**YOUR OBJECTIVE:** Please report every line in the entries that contains the string "parameter".

Collected data
--- START ---
PR #344, opened 2021-01-21
Make Chef omnitruck endpoint configurable

bdwyertech:
## Description
Allow Chef Omnitruck endpoint to be configurable.  Went down the rabbit hole pretty deep trying to pass this from test-kitchen but can't find a way.

## Related Issue
https://github.com/test-kitchen/test-kitchen/issues/1698

## Types of changes

## Checklist:

### DIFF
--- a/lib/mixlib/install/dist.rb
+++ b/lib/mixlib/install/dist.rb
@@ -7,7 +7,7 @@ module Mixlib
       # Binary repository base endpoint
       PRODUCT_ENDPOINT = "https://packages.chef.io".freeze
       # Omnitruck endpoint
-      OMNITRUCK_ENDPOINT = "https://omnitruck.chef.io".freeze
+      OMNITRUCK_ENDPOINT = (ENV["CHEF_OMNITRUCK_ENDPOINT"] || "https://omnitruck.chef.io").freeze
       # Default product name
       DEFAULT_PRODUCT = "chef".freeze
       # Default download page URL


lamont-granquist:
I think I'm :-1: on the env var here.  This should be a parameter that callers can specify to mixlib-install and that should be exposed as a public API and TK needs to be modified to support it.

bdwyertech:
> I think I'm 👎 on the env var here. This should be a parameter that callers can specify to mixlib-install and that should be exposed as a public API and TK needs to be modified to support it.

I'm with you, it's certainly ugly. This PR is really just to demonstrate the issue.  There is another constant elsewhere which has an undocumented env var override so I used the same method.

This must be resolved before the deprecated logic in Test-Kitchen can be removed, otherwise my org is borked (were a large enterprise customer).

Tensibai:
Alternative approach in https://github.com/chef/mixlib-install/pull/340 (would allow to override the endpoint for specific products too)

jaymzh:
@bdwyertech - I agree with the others we want a more robust solution here. Looks like #340 got dropped, so we've picked that back up, hopefully we can get something like that in ASAP. It seems like it was designed for Cinc's case, but can you confirm it'll solve the TK case?

bdwyertech:
Ò

> @bdwyertech - I agree with the others we want a more robust solution here. Looks like #340 got dropped, so we've picked that back up, hopefully we can get something like that in ASAP. It seems like it was designed for Cinc's case, but can you confirm it'll solve the TK case?

If #340 was merged, it looks like it would resolve this issue as well.

tpowell-progress:
Closing in favor of #340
--- END ---
**SOLVED EXERCISE:**
I think I'm :-1: on the env var here.  This should be a parameter that callers can specify to mixlib-install and that should be exposed as a public API and TK needs to be modified to support it.
> I think I'm 👎 on the env var here. This should be a parameter that callers can specify to mixlib-install and that should be exposed as a public API and TK needs to be modified to support it.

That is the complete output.